▶ **Exercise requirements**
Every line between the top of the data below and the line with "I think it's", both ends included, must be retyped exactly.

[[ Recorded information, beginning ]]

PR #1043, opened 2017-02-22
Removed dependency for man package

thadin:
| Q             | A
| ------------- | ---
| Bug fix?      | Yes
| New feature?  | No
| BC breaks?    | No
| Deprecations? | No
| Fixed tickets | N/A

The man package isn't present on our servers (space savings & speed-ups during apt-get actions). The same info could be retrieved with the `--help` attribute.

Without this fix Deployer won't use atomic deployments causing a small time frame in which our website returns 404 errors.

### DIFF
--- a/recipe/common.php
+++ b/recipe/common.php
@@ -105,7 +105,7 @@ set('bin/composer', function () {
 set('bin/symlink', function () {
     if (get('use_relative_symlink')) {
         // Check if target system supports relative symlink.
-        if (run('if [[ "$(man ln)" =~ "--relative" ]]; then echo "true"; fi')->toBool()) {
+        if (run('if [[ "$(ln --help)" =~ "--relative" ]]; then echo "true"; fi')->toBool()) {
             return 'ln -nfs --relative';
         }
     }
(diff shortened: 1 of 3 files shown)


elfet:
On macOS got this:
```
$ mv --help
mv: illegal option -- -
usage: mv [-f | -i | -n] [-v] source target
       mv [-f | -i | -n] [-v] source ... directory
```

I think it's better to add configuration option, similar to `use_relative_symlink`.

jordisala1991:
Would be better to just do like capistrano, they create release directory in other folder with the same name 'current', then at the end just move the symlink to the old symlink location and it works.

For example, create 'release' dir called 'current' inside .dep dir, then at the end move one directory out with '..'

recipe/common.php
```diff
@@ -104,10 +105,7 @@
 
 set('bin/symlink', function () {
     if (get('use_relative_symlink')) {
-        // Check if target system supports relative symlink.
-        if (run('if [[ "$(man ln)" =~ "--relative" ]]; then echo "true"; fi')->toBool()) {
-            return 'ln -nfs --relative';
-        }
+        return 'ln -nfs --relative';
```
elfet: Why do you remove relative detection at all?

elfet:
I see what your are trying to implement, i will do it myself, okay? 🙂

elfet:
Done 14a8f8f9c4ebbc7da45c2b6b7c3c00a51b563ccf

Issue #1012, opened 2017-02-14
NativeSsh, improve user experience for connection failures


pniederlag:
| Q                 | A
| ----------------- | ---
| Issue Type        | Feature Request
| Deployer Version  | 4.2.1
| Local Machine OS  | N/A
| Remote Machine OS | N/A

### Description 
*As suggested I switched to the native ssh connection via set('ssh_type', 'native')*

When I do have an error in the setup that prevents a succesfull (ssh-)connection the error shown for the native-ssh implementation is very irritating. 

### Steps to reproduce

* add some invalid server configuration
* try to run an arbitrary task on this server
* EXCEPTION  [RuntimeException]                              
  Unable to login with the provided credentials is clear to me.
* switch to native ssh implementation as the warning suggests
* EXCEPTION: [Symfony\Component\Process\Exception\ProcessFailedException] is irritating for me

### Content of `deploy.php`
```php
// compat with php < 5.6
namespace Deployer;

use Symfony\Component\Console\Input\InputArgument;

//
require 'recipes/rsync.php';

argument('stage', InputArgument::OPTIONAL, 'Run tasks only on this server or group of servers');

//set('ssh_type', 'native');
//set('ssh_multiplexing', true);

// Configuration
serverList('servers.yml');

desc('Say Hello');
task('say_hello', function () {
     writeln('Hello');
     run("pwd");
});%  
```

elfet:
Done.

PR #1051, opened 2017-02-24
Change output of errors for native ssh (#1012)

pluseg:
| Q             | A
| ------------- | ---
| Bug fix?      | No
| New feature?  | Yes
| BC breaks?    | No
| Deprecations? | No
| Fixed tickets | #1012

### DIFF
--- a/CHANGELOG.md
+++ b/CHANGELOG.md
@@ -9,6 +9,8 @@
 
 ### Changed
 - Autoload functions via Composer [#1015](https://github.com/deployphp/deployer/pull/1015)
+- Add task queue:restart for Laravel recipe [#1007](https://github.com/deployphp/deployer/pull/1007)
+- Changed output of errors for native ssh [#1012](https://github.com/deployphp/deployer/issues/1012)
 
 ### Fixed
 - Fixed `Can not share same dirs` for shared folders having similar names [#995](https://github.com/deployphp/deployer/issues/995)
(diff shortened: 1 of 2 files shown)


CHANGELOG.md
```diff
@@ -18,8 +20,6 @@
 - Fixed possibility to use PEM files with Native SSH
 - Fixed old releases not being cleaned up when keep_releases reduced by more than half.
 
-### Changed
-- Add task queue:restart for Laravel recipe [#1007](https://github.com/deployphp/deployer/pull/1007)
```
pluseg: Just combined with same section above.

src/Server/Remote/NativeSsh.php
```diff
@@ -49,7 +50,6 @@ public function run($command)
         $serverConfig = $this->getConfiguration();
         $sshOptions = [
             '-A',
-            '-q',
```
pluseg: @elfet Is there a real reason of adding "-q" option? Without it `ssh` returns 255 status code (Unknown error) and empty output.

elfet: Don't know 🙄 It came from PR.

src/Server/Remote/NativeSsh.php
```diff
@@ -85,12 +85,17 @@ public function run($command)
...
-            ->mustRun();
+        try {
+            $process = new Process($sshCommand);
+            $process
+                ->setPty($serverConfig->getPty())
+                ->setTimeout(null)
+                ->setIdleTimeout(null)
+                ->mustRun();
+        } catch (ProcessFailedException $exception) {
+            $errorMessage = \Deployer\isVerbose() ? $exception->getMessage() : $process->getErrorOutput();
```
elfet: Why in verbose mode using message and otherwise error output?

pluseg: @elfet Error output returns only error string like "invalid credentials" and an exception message has current look with full broken command, current directory, error string, etc. I think that common user needs only concise error string.

elfet: But why not isDebug then?

pluseg: @elfet I used it but then noted that there is one usage of Verbose in the file. Okay, I'll update the PR.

[[ Recorded information, end ]]

▶ **Final answer**
PR #1043, opened 2017-02-22
Removed dependency for man package

thadin:
| Q             | A
| ------------- | ---
| Bug fix?      | Yes
| New feature?  | No
| BC breaks?    | No
| Deprecations? | No
| Fixed tickets | N/A

The man package isn't present on our servers (space savings & speed-ups during apt-get actions). The same info could be retrieved with the `--help` attribute.

Without this fix Deployer won't use atomic deployments causing a small time frame in which our website returns 404 errors.

### DIFF
--- a/recipe/common.php
+++ b/recipe/common.php
@@ -105,7 +105,7 @@ set('bin/composer', function () {
 set('bin/symlink', function () {
     if (get('use_relative_symlink')) {
         // Check if target system supports relative symlink.
-        if (run('if [[ "$(man ln)" =~ "--relative" ]]; then echo "true"; fi')->toBool()) {
+        if (run('if [[ "$(ln --help)" =~ "--relative" ]]; then echo "true"; fi')->toBool()) {
             return 'ln -nfs --relative';
         }
     }
(diff shortened: 1 of 3 files shown)


elfet:
On macOS got this:
```
$ mv --help
mv: illegal option -- -
usage: mv [-f | -i | -n] [-v] source target
       mv [-f | -i | -n] [-v] source ... directory
```

I think it's better to add configuration option, similar to `use_relative_symlink`.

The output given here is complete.